Qu’est-ce qu’une vie bonne? de Judith Butler

Qu’est-ce qu’une vie bonne? de Judith Butler est un très court livre issu d’une présentation qu’elle a faite lors de sa réception du prix Adorno. Elle y pose une question éthique extrêmement importante et assez complexe à répondre qu’elle hérite, justement, du philosophe qui donne son nom au prix qu’elle reçoit.

L’idée principale du livre, c’est de dire que le jugement éthique qu’on porte sur des actions dépend du contexte dans lequel cette action est prise et de sa complexité. Un monde où tout est en interrelation complexifie la responsabilité individuelle de nos actions morales, dans un sens comme dans l’autre.

Ainsi, Butler se questionne sur la manière dont

les opérations plus larges du pouvoir et de la domination pénètrent ou plutôt envahissent les réflexions que nous pouvons formuler de manière individuelle sur la meilleure manière de vivre” (p. 50).

Concrètement, elle se demande si tenter de faire du bien autour de soi ne serait pas une question qui aurait une mesure variable selon notre position sociale ou selon le pouvoir qu’on peut avoir sur notre vie. Ainsi, une personne qui lutte pour sa survie dans un contexte de guerre ou qui cherche refuge dans un pays étranger ne peut être aussi moralement responsable de certaines de ses actions qu’une personne qui a le luxe de choisir entre différents produits de consommation à un supermarché.

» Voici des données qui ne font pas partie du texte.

Issue #105, opened 2018-02-14
Improvement: Current Figure Handling


TimoFriedri:
Hi,

I was struggeling with the way figure handling is implemented. 

This does not work in Ipyvolume but many people are used to do it like this from e.g. matlab.
```
f1 = ipv.figure()
f2 = ipv.figure()
ipv.figure(f1) # make f1 the current figure which is then used e.g. with ipv.movie
```

To make it work you have to do:
```
f1 = ipv.figure(key='f1')
f2 = ipv.figure(key='f2')
ipv.figure('f1') # make f1 the current figure which is then used e.g. with ipv.movie
```
If you know it is done like this, you will understand the documentation. But it took me ages to figure this out. I had to look at the source code in pylab.py. Maybe I am just biased by my Matlab past.

I could imagine to pass a Figure Object to ipv.figure(), then figure() notices the type and searches for that figure in ipv.current.figures.values.
So both usages would work.

Thanks

Bye

PS: Very nice library

maartenbreddels:
Hi Timo,

thanks, and excellent idea, that indeed is expected behaviour. Do you want to try to make a PR for that? I can help if you want.

cheers,

Maarten

TimoFriedri:
Hi Maarten,

I already thought about it. It is right now just limited by free time on my side.
I'll send an PR the next days.

Greets

PR #106, opened 2018-02-15
Added support for ipv.figure(ipv.Figure) syntax

TimoFriedri:
In reference to this issue: #105 

Downside of all the Figure handling atm is that one has to take care not to accidentally use ipv.Figure instead of ipv.figure in your experiments.

### DIFF
--- a/ipyvolume/pylab.py
+++ b/ipyvolume/pylab.py
@@ -13,6 +13,8 @@ from . import examples
 import warnings
 import PIL.Image
 import traitlets
+import uuid
+
 try:
     from io import BytesIO as StringIO
 except:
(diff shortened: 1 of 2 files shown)


maartenbreddels:
Looking good, thanks!
Would you mind adding a unittest, ala:
https://github.com/QuantStack/ipysheet/blob/master/ipysheet/test_all.py#L10
you can add it to:
https://github.com/maartenbreddels/ipyvolume/blob/master/ipyvolume/test_all.py
and install/run `py.test`

TimoFriedri:
Hi,

I will do it soon. I have some issues with py.test. Complaining about missing traittypes which is definitely installed in mit env.

I have to fix that first

TimoFriedri:
Hi, I need support.

I have install ipyvolume for the fork in an Conda Env via pip install -e.
In this env I have also the package traittypes.
If I import traittypes now, the traittypes.py file in ipyvolume is used instead of the package traittypes, which break a lot, including running the py.test

In my env where I have install ipyvolume from conda-forge, everything works as expected.

Any idea?
Thanks

TimoFriedri:
I have tried to fix my traittypes import issue but haven't succeeded yet.

I run 
 `py.test ./ipyvolume/test_all.py`

Then I get that Error:

``` 
py.test ./ipyvolume/test_all.py 
===================================== test session starts ======================================
platform linux -- Python 3.6.1, pytest-3.0.7, py-1.4.33, pluggy-0.4.0
rootdir: .../github/ipyvolume, inifile:
collected 0 items / 1 errors 

============================================ ERRORS ============================================
____________________________ ERROR collecting ipyvolume/test_all.py ____________________________
ImportError while importing test module '.../github/ipyvolume/ipyvolume/test_all.py'.
Hint: make sure your test modules/packages have valid Python names.
Traceback:
ipyvolume/__init__.py:5: in <module>
    from .widgets import *
ipyvolume/widgets.py:4: in <module>
    from traittypes import Array
E   ModuleNotFoundError: No module named 'traittypes'
!!!!!!!!!!!!!!!!!!!!!!!!!!! Interrupted: 1 errors during collection !!!!!!!!!!!!!!!!!!!!!!!!!!!!
=================================== 1 error in 0.52 seconds ==================================== 
```

For some reason it is using the traittypes.py in ipyvolume. If I open ipython and import traittypes, I can check with `traittypes.__file__` that the correct package is used.

maartenbreddels:
This only happens with py.test?
can you give me the output of:
$ `which python`
and
$ `which py.test`

TimoFriedri:
Thanks, you gave me the correct idea for what might be wrong. pytest was still not installed in my env, only in root. This caused the issue. I have somehow overseen this the whole time.

I'll update the PR soon.

maartenbreddels:
Excellent, thanks!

Plusieurs questions éthiques sont des questions qu’on ne peut que se poser dans une position de privilège:

Comment peut-on se demander qu’elle est la meilleure vie à mener quand on sent qu’on a aucun pouvoir pour diriger sa vie, quand on n’est pas sûr d’être en vie, quand on se bat pour éprouver la sensation qu’on est en vie et, qu’en même temps, on a peur de cette sensation et qu’on a peur aussi de vivre de cette manière? (p. 62)

Au fond, les questions morales ne sont jamais entièrement individuelles, elles dépendent d’une société et d’une culture qui les contextualisent, qui les positionnent, qui leur donnent un sens.

Butler le synthétise ainsi:

[…] aucune créature humaine ne survit ni ne subsiste sans la dépendance d’un environnement qui lui assure une assistance, des formes sociales de relations, des formes économiques qui supposent et structurent l’interdépendance (p. 76).

Elle ajoute d’ailleurs que cette dépendance peut mener à une vulnérabilité qui peut nous menacer, mais qu’elle reste nécessaire dans tout contexte social.